例如,荧光显微镜允许以高空间分辨率对样品进行成像,但通常只涉及少数的不同荧光染料,通常在1至5种之间。在同一实验中,可用的染料必须分配给用于识别细胞类型的所有标记物,功能标记物(如感兴趣的蛋白质)和一般的形态标记物。这意味着只有有限数量的结构可以被独特的荧光染料标记并因此同时被识别。这进一步意味着在大多数成像实验中只能很差地识别不同的细胞类型。虽然存在允许更可靠和稳健地识别细胞类型的现代方法,例如基于基因调节网络(GRN)的分析,但它们需要从样品中读出更多数量的不同标记物。虽然文献PCT/EP2021/066645和PCT/EP2021/073819公开了同时利用大量荧光分子分析生物样品的方法,但生成具有不同亲和力和具有不同荧光特性的标签的多组标记物仍然耗时且昂贵。
发明内容
一个目的是提供用于分析生物样品的连接子、标记物和方法,其允许以低成本和时间消耗生成标记物并分析样品。

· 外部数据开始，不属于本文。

PR #61, opened 2015-02-07
Add `NixPath`, `NixError`, and `NixResult`.

utkarshkukreti:
This needs a very careful review as most functions don't have any tests, so I don't know if I've broken anything. We're just a couple of steps away from removing all `std` dependencies. :smile:


src/mount.rs
```diff
@@ -68,42 +66,47 @@ mod ffi {
...
-            fstype.as_ref().map(|s| s.as_ptr()).unwrap_or(ptr::null()),
-            flags.bits,
-            data.map(|s| s.as_ptr() as *const c_void).unwrap_or(ptr::null()))
-    };
-
-    from_ffi(res)
+        data: Option<P4>) -> NixResult<()> {
+    use libc;
+
+    let res = try!(try!(try!(try!(
```
utkarshkukreti: Any ideas to improve this?

src/nix.rs
```diff
@@ -0,0 +1,49 @@
+use libc::c_char;
```
utkarshkukreti: Any ideas for a better file name?

MarkusJais: libc::c_char sounds good to me if you want to indicate that it is a C char.

MarkusJais:
Just curious: Why remove all std dependencies?

src/mount.rs
carllerche: ewww yeah... there probably is a way to clean it up, but I wouldn't be too worried about it ATM. This is ok for now

src/nix.rs
carllerche: You could also put this stuff in `lib.rs` but I don't mind `nix.rs` either.

carllerche:
Looks good to me. Could you smash it into one commit?

The lack of tests is definitely sucky at this point. I originally started this as a dumping ground for all the bindings I had spread out in various libs... but it has grown to the point where it really should have tests.

I will want to coordinate merging this PR w/ updating mio at least (I can do the work, just let me know when it is ready to go).

Finally, I wouldn't worry too much about removing the `std` dep. If it's easy to do, seems ok, but the only real time that not depending on `std` is useful is when writing a kernel (or something similar). Since this binds OS apis, this isn't a requirement.

carllerche:
Also, I'm going to apply, PRs, so could you rebase? :smile:

src/nix.rs
utkarshkukreti: As we're already exporting the contents of this module on the top level, I've made this module private..

utkarshkukreti:
I shuffled some functions around in `errno` module. Let me know if everything looks good, I'll squash all the commits so you can merge it.

carllerche:
Seems good, squash it. I will try to start updating mio to coordinate the change.

utkarshkukreti:
Done!

carllerche:
Looking good. I will try updating mio tomorrow and then merge everything. Thanks!

utkarshkukreti:
(I added some more `derive`s to `NixError` and force pushed.)

carllerche:
Merged. Thanks (effb423fdb26843612edca6a748e479522089c1d)

utkarshkukreti:
@MarkusJais Regarding the std dependency: I want to use nix as a safe alternative to calling the unsafe `libc` functions directly in a `no_std` project. Although I only need to use about a dozen or so functions, which I can copy paste into my project, if it's not too hard to remove the dependency in nix, I think that it would be a good idea.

上述目的通过本公开的实施方案得以实现。有利的实施方案在以下描述中限定。
提供了一种用于分析生物样品的连接子,其包含被配置成直接或间接结合目标分子的至少一个第一亲和试剂;连接到第一亲和试剂并包含至少一个第一亲和相互作用物的骨架;其中第一亲和相互作用物被配置成特异性结合包含标签的第二亲和相互作用物,以将标签结合到骨架;其中骨架包含切割位点以用于不可逆地分离第一亲和试剂和具有标签的第一亲和相互作用物。标签特别地可以是光学可检测的。目标分子是生物样品的特定结构,例如生物样品的蛋白质、小分子(例如乳酸)或生物样品的mRNA分子。进一步的实例是肽、小分子、代谢物、激素、神经递质、金属离子。生物样品可以是例如组织、体液、固体活检、液体活检、胚胎(例如斑马鱼、果蝇)、模式生物(例如斑马鱼幼虫、果蝇胚胎、秀丽隐杆线虫)、细胞(例如原核生物、真核生物、古细菌)、多细胞生物(例如团藻)、悬浮细胞培养物、单层细胞培养物、3D细胞培养物(例如源自各种器官(例如肠、脑、心脏、肝脏)的球状体、类肿瘤、类器官),任何上述物质的裂解物,或病毒。
因此,连接子依次包含:第一亲和试剂、具有切割位点的骨架和第一亲和相互作用物。
第一亲和试剂和目标分子之间的结合特别地可以是特异性的。这意味着,第一亲和试剂仅结合目标分子。然而,当结合是间接的时,第一亲和试剂可以仅结合另一个实体,而另一个实体又仅结合目标分子。因此,在这种情况下,第一亲和试剂仅间接结合目标分子。
第一亲和相互作用物可以仅结合第二亲和相互作用物。这种结合在生理条件下可能是不可逆的。
特别地,这可以进一步克服当前解决方案的缺点,例如:特别地,本发明能够使用单价(第一)亲和试剂产生连接子,单价(第一)亲和试剂例如为纳米抗体、单链抗体、适体、寡核苷酸、或小分子化合物,其与包含用于染料失活的切割位点和亲和相互作用物的骨架组合,该亲和相互作用物用于介导连接子与标签的高亲和力相互作用或偶联。这种设计有很多优点,例如,可以构建完全基于肽或完全基于核苷酸的连接子,这允许它们一次性合成或从单个表达盒中表达。这使得制造特别容易,具有成本效益且可重复。归功于这种设计方案,只有标签需要使用标准偶联化学偶联到第二亲和相互作用物。然而,这可以由制造商更大规模地完成。对于(最终)用户而言,该设计在多路复用应用中具有关键优势,在多路复用应用中,用户通常需要将标签与他们打算在研究中使用的第一抗体进行偶联,第一抗体可以容易地为>100种抗体。执行>100个偶联反应是一个繁琐的手动过程,这与批次间的显着差异有关。使用本文中描述的连接子,用户可以简单地将合适的连接子用第二亲和试剂(例如第一抗体)预孵育,以将第二亲和试剂连接到连接子。这可以通过在多孔板中简单地混合连接子和抗体来执行,其可以使用标准的实验室自动化和液体处理设备(例如移液机器人或分配器)容易地自动化进行。
优选地,第一亲和试剂是纳米抗体、单域抗体、适体、小分子或寡核苷酸。这使得能够特别容易地组装连接子,并以高亲和力和特异性与目标分子结合。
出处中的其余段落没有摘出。